## RECORD EXTRACTS
▬▬▬
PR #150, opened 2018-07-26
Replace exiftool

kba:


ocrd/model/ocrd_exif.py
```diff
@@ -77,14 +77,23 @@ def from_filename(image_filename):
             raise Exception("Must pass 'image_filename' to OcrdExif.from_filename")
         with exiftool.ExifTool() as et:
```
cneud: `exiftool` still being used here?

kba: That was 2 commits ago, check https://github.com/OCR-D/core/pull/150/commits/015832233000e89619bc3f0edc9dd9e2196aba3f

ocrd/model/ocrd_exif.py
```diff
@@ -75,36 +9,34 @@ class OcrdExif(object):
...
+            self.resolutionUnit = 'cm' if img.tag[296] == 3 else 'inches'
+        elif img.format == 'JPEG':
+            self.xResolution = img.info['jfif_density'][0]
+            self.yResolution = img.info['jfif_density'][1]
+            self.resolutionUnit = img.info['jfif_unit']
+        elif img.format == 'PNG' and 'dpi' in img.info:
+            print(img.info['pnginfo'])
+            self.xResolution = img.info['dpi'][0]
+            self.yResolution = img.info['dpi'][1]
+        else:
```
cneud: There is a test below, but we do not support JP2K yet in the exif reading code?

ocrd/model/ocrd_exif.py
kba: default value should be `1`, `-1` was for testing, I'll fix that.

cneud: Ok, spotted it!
▬▬▬
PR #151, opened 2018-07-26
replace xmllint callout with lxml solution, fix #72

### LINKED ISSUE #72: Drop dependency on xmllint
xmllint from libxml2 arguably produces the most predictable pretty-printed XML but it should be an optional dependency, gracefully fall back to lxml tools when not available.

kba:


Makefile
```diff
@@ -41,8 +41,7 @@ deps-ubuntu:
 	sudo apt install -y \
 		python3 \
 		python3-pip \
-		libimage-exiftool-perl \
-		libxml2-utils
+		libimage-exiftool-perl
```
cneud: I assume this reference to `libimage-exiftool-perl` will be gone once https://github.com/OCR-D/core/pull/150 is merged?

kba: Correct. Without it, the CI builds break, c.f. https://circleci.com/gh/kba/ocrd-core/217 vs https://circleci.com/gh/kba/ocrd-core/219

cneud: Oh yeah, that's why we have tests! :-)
▬▬▬
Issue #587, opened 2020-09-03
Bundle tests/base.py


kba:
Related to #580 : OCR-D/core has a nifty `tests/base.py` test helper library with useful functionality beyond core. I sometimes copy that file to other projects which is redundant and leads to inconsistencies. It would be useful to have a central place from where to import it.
▬▬▬
## WORK INSTRUCTIONS
Return only the stretch of the material above from the line holding "kba: Correct. Without" through the line holding "cneud: Oh yeah, that's why we have tests! :-)", copied exactly.

## ANSWER AREA
kba: Correct. Without it, the CI builds break, c.f. https://circleci.com/gh/kba/ocrd-core/217 vs https://circleci.com/gh/kba/ocrd-core/219

cneud: Oh yeah, that's why we have tests! :-)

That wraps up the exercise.